START Data supplied

PR #2326, opened 2026-08-21
fix(interpreter): bound pipeline stderr aggregation

chaliy:
### Motivation

- A pipeline could accumulate the combined stderr from every stage into an intermediate buffer before the top-level truncation ran, allowing untrusted scripts to transiently allocate far more stderr memory than `max_stderr_bytes` intended to allow. 
- The change aims to enforce the stderr cap while building pipeline aggregates to prevent memory-amplification DoS without changing external semantics beyond truncation visibility.

### Description

- In `execute_pipeline` now limit `pipeline_stderr` appends to `self.limits.max_stderr_bytes` while collecting stages and set a `pipeline_stderr_truncated` flag when the cap is reached. 
- Propagate truncation: combine `pipeline_stderr_truncated` into the returned `ExecResult.stderr_truncated` and also OR `result.stderr_truncated` into the caller-side stderr aggregation so truncation signals are preserved. 
- Added an integration test `pipeline_stderr_aggregation_respects_limit` in `crates/bashkit/tests/integration/output_truncation_tests.rs` that verifies byte-accurate capping and the truncation flag. 
- Recorded the mitigation as `TM-DOS-104` in `knowledge/security/threat-model.md` and logged the change in `knowledge/log.md`.

### Testing

- Ran `cargo test -p bashkit --test integration -- output_truncation_tests::pipeline_stderr_aggregation_respects_limit` and the test passed. 
- Ran the full `crates/bashkit` `output_truncation_tests` integration suite (`cargo test -p bashkit --test integration -- output_truncation_tests`) and all tests passed (17 passed). 
- Ran formatting and lint checks with `cargo fmt --check` and `cargo clippy -p bashkit --lib -- -D warnings`, and the checks passed. 
- Verified knowledge bundle consistency with `just check-okf` (OKF conformance) and it passed.

------
[Codex Task](https://chatgpt.com/codex/cloud/tasks/task_e_6a7566ed44d8832bba196c0a70e610cc)


chaliy:
Reviewed and rebased onto `main`.

Changes made while rebasing:

- **Resolved conflicts in `knowledge/`.** `main` has since reformatted the threat-model tables (`—` → `,`) and added newer log entries, so both conflicted files were taken from `main` and only the new TM-DOS-104 row / log entry re-applied. The log entry was also re-dated to 2026-08-22; it was filed under 2026-08-07, which is not where the newest-first log puts it.
- **Ported TM-DOS-104 to `crates/bashkit/docs/threat-model.md`.** `public_threat_model_doc_covers_every_spec_threat_id` requires every ID in the canonical ledger to appear in the user-facing doc, so this was needed for CI to pass.
- **Re-picked the TM ID deliberately.** Five of the open aardvark PRs each independently claimed `TM-DOS-104`. This one keeps 104; the others are being renumbered as they land.

One note on scope, since the PR description reads as a bug fix: **the regression test passes on `main` too.** `printf 12345 >&2 | printf 67890 >&2 | printf abcde >&2` with `max_stderr_bytes: 8` already yields `12345678` with `stderr_truncated: true` before this change, because the script-level accumulator truncates the completed pipeline. I checked for an observable difference and could not construct one — including via nested execution, where an inner `stderr_truncated` is always accompanied by the outer accumulator tripping its own limit.

So what this actually changes is **peak memory**, not output: `execute_pipeline` no longer materialises the full concatenation of every stage's stderr before truncating it. That is a real hardening result and worth having, but it is not observable through the public API, which is why no test can distinguish it. The retained test guards the output contract rather than the memory bound.

Also noting for the record: the equivalent `stdout_truncated |= result.stdout_truncated` propagation does not exist. Left alone rather than widening this PR.

---

PR #5, opened 2021-02-02
Add initial verifier implementation

setrofim:
Add an initial implementation of the verifier component along with
fetcher interfaces for endorsements and trust anchor stores.


common/endorsement_plugin.go
```diff
@@ -0,0 +1,169 @@
...
+
+	qresult, err := s.Impl.RunQuery(qd.Name, qd.Args)
+	if err != nil {
+		return err
+	}
+
+	*resp, err = json.Marshal(qresult)
+	return err
+}
+func (s *EndorsementStoreServer) GetSupportedQueries(args interface{}, resp *[]string) error {
```
thomas-fossati, line 71:
```suggestion

func (s *EndorsementStoreServer) GetSupportedQueries(args interface{}, resp *[]string) error {
```

common/plugin.go
```diff
@@ -0,0 +1,104 @@
...
+			rpcClient, err := client.Client()
+			if err != nil {
+				log.Printf("Failed to load RPC client from %v: %v\n", pluginPath, err)
+				client.Kill()
+				continue
+			}
+
+			raw, err := rpcClient.Dispense(plugType)
+			if err != nil {
+				log.Printf("Plugin %v does not implement a %v.\n", pluginPath, plugType)
```
thomas-fossati, line 82:
```suggestion
				log.Printf("Plugin %v does not implement a %v\n", pluginPath, plugType)
```

common/plugin.go
```diff
@@ -0,0 +1,104 @@
...
+				client.Kill()
+				continue
+			}
+
+			named := raw.(INamed)
+			if named.GetName() != plugName {
+				log.Printf("Wrong name in %v.\n", pluginPath)
```
thomas-fossati, line 89:
```suggestion
				log.Printf("Wrong name in %v\n", pluginPath)
```

common/tokenformat.go
```diff
@@ -0,0 +1,53 @@
...
+		return "dice"
+	default:
+		return fmt.Sprintf("TokenFormat(%v)", tf)
+	}
+}
+
+const (
+	// PsaIatToken is the PSA initial attestation token (based on Entity
+	// Attestation Token RFC:
+	// https://datatracker.ietf.org/doc/draft-ietf-rats-eat/)
```
thomas-fossati, line 31:
```suggestion
	// PsaIatToken is the PSA initial attestation token (based on:
	// https://datatracker.ietf.org/doc/draft-tschofenig-rats-psa-token/)
```

plugins/sqliteendorsements/main.go
```diff
@@ -0,0 +1,250 @@
...
+		}
+
+		result = append(result, hwId)
+	}
+
+	return result, nil
+}
+
+func (e *SqliteEndorsementStore) GetSoftwareComponents(args common.QueryArgs) (common.QueryResult, error) {
+	//TODO: this method is horrible; do not read this; it needs to be destroyed with fire
```
thomas-fossati, line 99: :-)

thomas-fossati (approved):
LGTM! I've left a couple of very minor and non blocking suggestions.

common/evidenceextractor_plugin.go
```diff
@@ -0,0 +1,121 @@
...
+}
+
+func (e EvidenceExtractorRPC) ExtractEvidence(token []byte, ta []byte) (map[string]interface{}, error) {
+	args := &ExtractEvidenceArgs{
+		Token:       token,
+		TrustAnchor: ta,
+	}
+
+	var resp []byte
+
```
yogeshbdeshpande, line 111: Is the blank line intentional here ?

common/evidenceextractor_plugin.go
```diff
@@ -0,0 +1,121 @@
...
+	return &EvidenceExtractorRPC{client: c}, nil
+}
+
+type EvidenceExtractorServer struct {
+	Impl IEvidenceExtractor
+}
+
+func (s EvidenceExtractorServer) GetName(args interface{}, resp *string) error {
+	*resp = s.Impl.GetName()
+	return nil
```
yogeshbdeshpande, line 32: If I am not mistaken, GetName can return a "" string which is an Error, however here without checking for null string, we are returning a nil which means no error?

common/policy_plugin.go
```diff
@@ -0,0 +1,252 @@
...
+
+func (s *PolicyEngineServer) GetName(args interface{}, resp *string) error {
+	*resp = s.Impl.GetName()
+	return nil
+}
+
+func (s *PolicyEngineServer) Init(args PolicyEngineParams, resp *interface{}) error {
+	return s.Impl.Init(args)
+}
+
```
yogeshbdeshpande, line 134: Might be a good idea for Functions beneath Line 134 to have a one liner comment, as to from where they fetch the set, like Policy, Claims or Attestation Results.

endorsement/manager.go
```diff
@@ -0,0 +1,63 @@
...
+// SPDX-License-Identifier: Apache-2.0
+
+package endorsement
+
+import (
+	"github.com/hashicorp/go-plugin"
+
+	"veraison/common"
+)
+
```
yogeshbdeshpande, line 11: A one liner comment about manager might be helpful here.

plugins/sqliteendorsements/main.go
yogeshbdeshpande, line 99: Might be worth adding a polish comment, as this methid improvement is a Work In Progress"

yogeshbdeshpande (approved):

common/evidenceextractor_plugin.go
setrofim: Here we're just forwarding the result form the implementation `GetName`. Since calling the underlying implementation doesn't result in an error, this shouldn't either. It is part of the definition of `GetName` that it does not error. If `""` is returned it will simply be forwarded to the calling code, as if the calling code invoked `Impl.GetName()` directly. It would then be up to the calling code to handle this case.

common/evidenceextractor_plugin.go
setrofim: Yes, it separates the declaration from the following code block (e.g. see also line 98 above).

common/policy_plugin.go
setrofim: This is documented as part of `PolicyEngine` interface, which this is just forwarding. This is also part of the internal plugin implementation and is not intended to be use by anyone else.

common/evidenceextractor_plugin.go
yogeshbdeshpande: Thanks for the clarification, please resolve the comment then !

common/policy_plugin.go
yogeshbdeshpande: Ok, Thanks then please do resolve the comment!

endorsement/manager.go
setrofim: Ah, missed that. Now added. Thanks!

plugins/sqliteendorsements/main.go
setrofim: I've remove d the comment.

END Data supplied

* Action item: Within this material, how many lines include the word "worth"? State only the number.

* Output below: 2